Issue #393, opened 2026-09-15
Consider function templates as conformance candidates


jbcoe:
From [Dooez](https://github.com/Dooez)
[Timofey Dovgal](https://github.com/Dooez)

If you decide on explicit signature requirement as part of conformance rule, then I would suggest allowing templates in case an exact signature match can be instantiated.
This can be checked and used via member function pointer conversion from template. gcc 16.1 ICEs, but gcc trunk works
Ret (T::* ptr)(Args...) = &template [:member_function_template_reflection:];
https://godbolt.org/z/qWMr75cbb

PR #434, opened 2026-09-18
Reject member function templates on protocol interfaces

### LINKED ISSUE #428: Member templates on an interface are silently dropped
`named_member_function_infos` (conformance.hh:157) filters `members_of` with `is_function`, and a member function template or conversion function template is not a function. On an interface it is therefore neither forwarded nor rejected:

```cpp
struct I {
  int f() const;
  template <typename T>
  explicit operator T() const;
  template <typename T>
  void g(T) const;
};

static_assert(is_protocol_conformant<I, C>());  // passes
protocol<I> p(C{});                             // builds
p.g(1);                // error: 'class protocol<I>' has no member named 'g'
static_cast<bool>(p);  // error: invalid static_cast
```

An interface author can put a template in the contract, have a type without it accepted, and find out at the call site. This is the shape #402 described for conversion functions, and the comment there on `operator auto() const` is a third case of it. After #388 every non-forwardable operator throws from `protocol_interface_function_infos` with a message naming it; templates are outside that rule.

A template cannot be forwarded through a vtable, so the fix is to reject: walk `members_of` for the interface and throw when `is_function_template` or `is_conversion_function_template` holds, naming the member. `operator auto()` needs a different test, since `members_of` does not return it.

Candidate-side templates are a separate question (#393); `TemplatedConversionFunctionsAreIgnored` pins that side only. #407 lists what an interface silently ignores and would gain or lose this entry. Raised in the #421 review (https://github.com/jbcoe/cc-protocol/pull/421#discussion_r4044611399).

philipcraig:
Closes #428.

`named_member_function_infos` filters `members_of` with `is_function`, which a template is not, so a member function template, operator template or conversion function template on an interface was neither forwarded nor rejected. A type without the member conformed, and the omission surfaced at the call site.

`protocol_interface_function_infos` now walks the interface's members first and throws for any non-static, non-constructor function template:

```
member function template 'g' is not supported in a protocol interface
```

Constructor templates and static member function templates stay ignored, as constructors and static member functions already are.

`operator auto()` is not covered: `members_of` does not return a function whose return type is still undeduced, so reflection cannot see it. That case stays with #402. Candidate-side templates (#393) are unchanged.


jbcoe (approved):
Thanks for this.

* TASK STATEMENT *
Once you have checked every line of the material above, return the ones that hold the string "explicit".

* RESPONSE TO THE TASK *
If you decide on explicit signature requirement as part of conformance rule, then I would suggest allowing templates in case an exact signature match can be instantiated.
  explicit operator T() const;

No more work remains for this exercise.